─── AVAILABLE DATA

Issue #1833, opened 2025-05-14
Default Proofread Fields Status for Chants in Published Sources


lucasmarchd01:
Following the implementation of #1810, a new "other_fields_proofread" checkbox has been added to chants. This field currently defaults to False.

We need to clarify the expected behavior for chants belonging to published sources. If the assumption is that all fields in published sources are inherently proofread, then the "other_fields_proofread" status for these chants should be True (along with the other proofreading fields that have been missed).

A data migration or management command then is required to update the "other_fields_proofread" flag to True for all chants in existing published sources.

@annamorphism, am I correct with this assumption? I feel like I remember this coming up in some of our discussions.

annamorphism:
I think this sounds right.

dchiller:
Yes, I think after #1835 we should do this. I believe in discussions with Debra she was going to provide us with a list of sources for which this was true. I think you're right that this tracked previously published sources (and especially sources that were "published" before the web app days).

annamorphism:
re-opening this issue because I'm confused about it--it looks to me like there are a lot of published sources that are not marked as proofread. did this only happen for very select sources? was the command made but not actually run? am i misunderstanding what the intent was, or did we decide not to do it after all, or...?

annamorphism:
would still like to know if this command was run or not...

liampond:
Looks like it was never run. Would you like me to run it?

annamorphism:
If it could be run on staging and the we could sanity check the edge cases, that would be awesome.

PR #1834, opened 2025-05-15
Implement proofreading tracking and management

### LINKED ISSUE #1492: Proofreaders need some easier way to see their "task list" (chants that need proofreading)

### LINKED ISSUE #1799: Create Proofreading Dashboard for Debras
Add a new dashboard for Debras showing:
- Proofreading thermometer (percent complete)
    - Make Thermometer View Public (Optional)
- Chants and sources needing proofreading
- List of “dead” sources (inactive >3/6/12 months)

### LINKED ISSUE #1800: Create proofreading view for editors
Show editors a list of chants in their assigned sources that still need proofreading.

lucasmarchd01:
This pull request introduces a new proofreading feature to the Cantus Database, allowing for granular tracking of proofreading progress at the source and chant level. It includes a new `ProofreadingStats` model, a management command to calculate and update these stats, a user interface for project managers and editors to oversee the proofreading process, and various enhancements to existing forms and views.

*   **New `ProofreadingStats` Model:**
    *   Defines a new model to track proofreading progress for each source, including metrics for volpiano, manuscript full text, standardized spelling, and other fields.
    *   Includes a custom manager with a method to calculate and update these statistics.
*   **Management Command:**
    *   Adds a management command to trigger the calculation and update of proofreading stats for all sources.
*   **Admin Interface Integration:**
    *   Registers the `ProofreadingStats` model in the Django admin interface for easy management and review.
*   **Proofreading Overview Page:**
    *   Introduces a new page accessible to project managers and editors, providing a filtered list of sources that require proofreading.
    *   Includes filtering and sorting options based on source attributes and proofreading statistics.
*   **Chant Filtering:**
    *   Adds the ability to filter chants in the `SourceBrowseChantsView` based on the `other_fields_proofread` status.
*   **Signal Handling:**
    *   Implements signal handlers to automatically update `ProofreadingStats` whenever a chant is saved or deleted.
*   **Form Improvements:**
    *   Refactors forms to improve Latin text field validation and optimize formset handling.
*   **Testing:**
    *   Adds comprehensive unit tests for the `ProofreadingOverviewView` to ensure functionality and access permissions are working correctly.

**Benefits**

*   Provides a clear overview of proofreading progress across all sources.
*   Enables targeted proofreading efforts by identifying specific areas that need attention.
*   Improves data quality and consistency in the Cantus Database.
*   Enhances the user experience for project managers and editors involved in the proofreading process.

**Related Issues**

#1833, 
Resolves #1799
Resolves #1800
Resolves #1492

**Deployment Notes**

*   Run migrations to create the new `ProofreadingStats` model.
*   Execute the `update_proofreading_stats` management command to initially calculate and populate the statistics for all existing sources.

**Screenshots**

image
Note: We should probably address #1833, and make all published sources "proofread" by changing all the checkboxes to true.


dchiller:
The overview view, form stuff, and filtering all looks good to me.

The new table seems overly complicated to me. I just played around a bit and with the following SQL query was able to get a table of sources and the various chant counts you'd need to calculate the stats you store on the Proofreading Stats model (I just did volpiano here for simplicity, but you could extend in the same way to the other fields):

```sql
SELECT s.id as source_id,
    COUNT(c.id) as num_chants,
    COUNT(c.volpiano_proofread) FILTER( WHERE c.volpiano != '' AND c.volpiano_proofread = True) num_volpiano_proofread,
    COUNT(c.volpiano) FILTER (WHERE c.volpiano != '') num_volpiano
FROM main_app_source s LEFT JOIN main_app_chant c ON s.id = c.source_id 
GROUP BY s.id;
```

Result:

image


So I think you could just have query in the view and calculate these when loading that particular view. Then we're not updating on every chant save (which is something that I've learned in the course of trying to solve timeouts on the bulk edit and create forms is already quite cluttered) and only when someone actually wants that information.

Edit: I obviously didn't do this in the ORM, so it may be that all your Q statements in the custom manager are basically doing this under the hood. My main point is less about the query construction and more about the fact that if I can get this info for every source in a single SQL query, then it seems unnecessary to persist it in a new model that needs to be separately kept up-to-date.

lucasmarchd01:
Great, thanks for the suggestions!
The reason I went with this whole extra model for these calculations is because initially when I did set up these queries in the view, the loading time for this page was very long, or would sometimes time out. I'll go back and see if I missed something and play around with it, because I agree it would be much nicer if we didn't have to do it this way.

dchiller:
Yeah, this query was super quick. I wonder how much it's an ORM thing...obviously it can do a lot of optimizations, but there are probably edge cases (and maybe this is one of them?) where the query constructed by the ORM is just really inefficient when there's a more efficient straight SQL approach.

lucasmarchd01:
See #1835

──────
─── AVAILABLE DATA

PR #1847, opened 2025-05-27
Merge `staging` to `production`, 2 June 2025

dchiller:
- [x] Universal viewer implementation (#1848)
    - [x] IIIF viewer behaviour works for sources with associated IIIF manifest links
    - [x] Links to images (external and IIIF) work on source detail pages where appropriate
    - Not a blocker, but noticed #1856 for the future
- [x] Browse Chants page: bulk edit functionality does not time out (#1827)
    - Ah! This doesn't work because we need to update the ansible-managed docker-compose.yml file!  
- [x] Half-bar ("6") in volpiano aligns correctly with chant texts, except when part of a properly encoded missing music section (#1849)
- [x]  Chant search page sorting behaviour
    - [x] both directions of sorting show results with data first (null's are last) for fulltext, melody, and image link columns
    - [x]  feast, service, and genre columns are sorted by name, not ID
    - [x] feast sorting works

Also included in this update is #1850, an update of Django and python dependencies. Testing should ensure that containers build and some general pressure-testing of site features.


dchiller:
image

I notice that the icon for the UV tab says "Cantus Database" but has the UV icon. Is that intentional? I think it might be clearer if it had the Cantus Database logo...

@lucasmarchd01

──────
─── AVAILABLE DATA

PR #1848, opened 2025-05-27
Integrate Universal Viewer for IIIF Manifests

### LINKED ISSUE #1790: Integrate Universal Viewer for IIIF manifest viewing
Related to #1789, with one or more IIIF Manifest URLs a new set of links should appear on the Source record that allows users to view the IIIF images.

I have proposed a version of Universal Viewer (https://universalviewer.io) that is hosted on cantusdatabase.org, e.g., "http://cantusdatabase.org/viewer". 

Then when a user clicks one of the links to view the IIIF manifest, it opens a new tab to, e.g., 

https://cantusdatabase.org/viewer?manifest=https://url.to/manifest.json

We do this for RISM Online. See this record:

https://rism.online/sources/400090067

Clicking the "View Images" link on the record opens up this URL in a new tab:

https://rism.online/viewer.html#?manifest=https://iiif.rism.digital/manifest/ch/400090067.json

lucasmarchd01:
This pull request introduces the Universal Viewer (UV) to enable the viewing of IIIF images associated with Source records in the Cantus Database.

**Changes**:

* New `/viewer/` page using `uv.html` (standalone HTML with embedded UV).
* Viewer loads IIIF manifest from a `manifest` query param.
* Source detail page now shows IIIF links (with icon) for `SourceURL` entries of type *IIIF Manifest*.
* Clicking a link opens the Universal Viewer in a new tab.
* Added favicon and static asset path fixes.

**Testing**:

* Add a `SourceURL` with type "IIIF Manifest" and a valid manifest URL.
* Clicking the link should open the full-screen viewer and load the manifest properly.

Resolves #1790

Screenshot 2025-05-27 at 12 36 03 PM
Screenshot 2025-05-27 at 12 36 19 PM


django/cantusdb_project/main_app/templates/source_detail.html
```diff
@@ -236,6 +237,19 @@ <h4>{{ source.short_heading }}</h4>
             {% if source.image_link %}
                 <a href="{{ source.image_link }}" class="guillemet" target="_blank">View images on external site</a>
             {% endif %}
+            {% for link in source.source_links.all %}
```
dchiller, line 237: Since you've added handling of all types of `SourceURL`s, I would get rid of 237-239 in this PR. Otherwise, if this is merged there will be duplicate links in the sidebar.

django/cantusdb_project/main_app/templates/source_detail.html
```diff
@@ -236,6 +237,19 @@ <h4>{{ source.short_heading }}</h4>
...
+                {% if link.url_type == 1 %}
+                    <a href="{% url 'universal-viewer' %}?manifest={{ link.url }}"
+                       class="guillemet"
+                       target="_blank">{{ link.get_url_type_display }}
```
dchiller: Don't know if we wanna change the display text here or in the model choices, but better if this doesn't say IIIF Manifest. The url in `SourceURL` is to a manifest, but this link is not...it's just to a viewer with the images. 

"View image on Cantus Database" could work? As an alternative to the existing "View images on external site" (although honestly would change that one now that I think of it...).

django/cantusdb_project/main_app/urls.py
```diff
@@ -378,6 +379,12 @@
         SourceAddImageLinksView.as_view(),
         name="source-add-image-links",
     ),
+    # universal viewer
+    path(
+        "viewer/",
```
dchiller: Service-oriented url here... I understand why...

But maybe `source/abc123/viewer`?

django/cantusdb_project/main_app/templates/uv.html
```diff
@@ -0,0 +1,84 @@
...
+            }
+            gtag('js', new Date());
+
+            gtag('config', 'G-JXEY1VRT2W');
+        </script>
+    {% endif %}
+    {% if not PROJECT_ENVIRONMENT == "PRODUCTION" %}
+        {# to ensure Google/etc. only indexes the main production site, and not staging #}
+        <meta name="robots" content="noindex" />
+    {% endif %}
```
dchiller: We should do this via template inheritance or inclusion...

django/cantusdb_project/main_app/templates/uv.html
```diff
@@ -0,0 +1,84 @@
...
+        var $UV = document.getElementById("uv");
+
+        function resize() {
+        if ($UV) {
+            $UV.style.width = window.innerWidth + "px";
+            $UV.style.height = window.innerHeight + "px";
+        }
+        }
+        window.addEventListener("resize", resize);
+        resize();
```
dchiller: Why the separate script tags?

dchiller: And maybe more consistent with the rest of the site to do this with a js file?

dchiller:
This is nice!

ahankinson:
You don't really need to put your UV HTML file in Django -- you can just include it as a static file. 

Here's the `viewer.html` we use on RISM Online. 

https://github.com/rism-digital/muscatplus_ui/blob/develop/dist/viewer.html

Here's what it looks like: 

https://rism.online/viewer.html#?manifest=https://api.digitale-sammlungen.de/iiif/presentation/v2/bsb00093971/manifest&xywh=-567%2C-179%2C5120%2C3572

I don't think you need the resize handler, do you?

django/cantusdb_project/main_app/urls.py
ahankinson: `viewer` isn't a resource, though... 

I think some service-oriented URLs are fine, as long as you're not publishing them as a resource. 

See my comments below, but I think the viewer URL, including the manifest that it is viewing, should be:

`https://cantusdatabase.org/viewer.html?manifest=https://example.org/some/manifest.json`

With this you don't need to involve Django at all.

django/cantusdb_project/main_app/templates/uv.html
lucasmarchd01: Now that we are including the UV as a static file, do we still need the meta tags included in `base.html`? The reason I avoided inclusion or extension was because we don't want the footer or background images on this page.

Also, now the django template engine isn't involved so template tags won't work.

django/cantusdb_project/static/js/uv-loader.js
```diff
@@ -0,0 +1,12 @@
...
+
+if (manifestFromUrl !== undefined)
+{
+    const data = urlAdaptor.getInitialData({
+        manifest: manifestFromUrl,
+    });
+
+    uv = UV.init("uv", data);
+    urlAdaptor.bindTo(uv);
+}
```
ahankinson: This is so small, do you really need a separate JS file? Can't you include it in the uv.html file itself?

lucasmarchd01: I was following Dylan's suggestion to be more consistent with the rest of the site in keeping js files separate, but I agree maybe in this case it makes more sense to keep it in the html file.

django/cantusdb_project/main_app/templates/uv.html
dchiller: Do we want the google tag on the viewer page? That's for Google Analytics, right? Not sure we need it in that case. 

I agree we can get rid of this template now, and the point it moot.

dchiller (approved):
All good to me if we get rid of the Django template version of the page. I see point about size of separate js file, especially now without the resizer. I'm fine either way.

──────

■ TASK PROMPT ■
From the records above, reproduce exactly the lines from the one with "Issue #1833, opened 2025-05-14" to the one with "Following the implementation", both included, and no others.

■ ANSWER FOR THIS EXERCISE ■
Issue #1833, opened 2025-05-14
Default Proofread Fields Status for Chants in Published Sources


lucasmarchd01:
Following the implementation of #1810, a new "other_fields_proofread" checkbox has been added to chants. This field currently defaults to False.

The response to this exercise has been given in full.